We like “goblin mode” so much because it’s a persona through which to interact with the world, one of many gloves and guises we use to go through life. We may have a “professional mode,” for example, for the polite and impersonal tasks of the workplace. Some of us may feel like we have an “adult mode”—a guise put on for the disagreeable project of making doctor’s appointments, doing taxes, and going to the DMV. 

Perhaps we should have other modes as well. I suggest “unicorn mode”-—acknowledging and behaving in accordance with one’s identity as a rare and exquisite creature, committing to consort only with those whose hearts and motives are pure and, consequently becoming somewhat difficult to find.

Or perhaps “nymph mode”—indulging in delight toward the natural world, partaking of its sacred aspect and becoming part of it. 

Interestingly, the runner-up to “goblin mode” was “metaverse” with 14,484 votes. 

“Metaverse” is the term for an idea rapidly transitioning from hypothetical to reality: an alternate digital reality in which life can be fully, immersively conducted. The metaverse presents the ultimate opportunity to pick a mask or persona for ourselves. 
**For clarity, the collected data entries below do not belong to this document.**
PR #39, opened 2020-12-21
More xhr/fetch tests

johnbley:
- Rounding out coverage of events and attributes (WIP)


integration-tests/tests/spec-utils.js
```diff
@@ -0,0 +1,43 @@
...
+Unless required by applicable law or agreed to in writing, software
+distributed under the License is distributed on an "AS IS" BASIS,
+WITHOUT WARRANTIES OR CONDITIONS OF ANY KIND, either express or implied.
+See the License for the specific language governing permissions and
+limitations under the License.
+*/
+
+module.exports = {
+
+  timesMakeSense: async function(browser, eventsArr, startName, endName) {
```
jtmalinowski, line 19: maybe halpful: If this function was attached to `browser`, we could save typing thanks to one argument less, maybe something like `browser.timesMakeSense = (...args) => specUtils.timesMakeSense(browser, ...args)`

johnbley: Yes, much cleaner, thanks.

jtmalinowski (approved):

Like “goblin mode,” “metaverse” acknowledges our experience of needing and wanting to be both seen and disguised. We long to shed, as Grathwohl says, the filtered performance of our social media accounts, but, to a much lesser degree perhaps, we also know that our world requires us to shift between modes and roles. We see appeal in guises, personas, and avatars that help us navigate our multifaceted world. 

I think perhaps Tolkien understood better than most the necessity and discomfort of a changing world. He wrote of fading elves and a world of shining lies and homely truths. 

And maybe the lesson he would teach is to go “hobbit mode”—to see our friends as their true selves, best selves, and worst selves, in goblin mode or Gollum mode, and stick by them, as loyal and true as we can be. (And fully delight in a good snack.)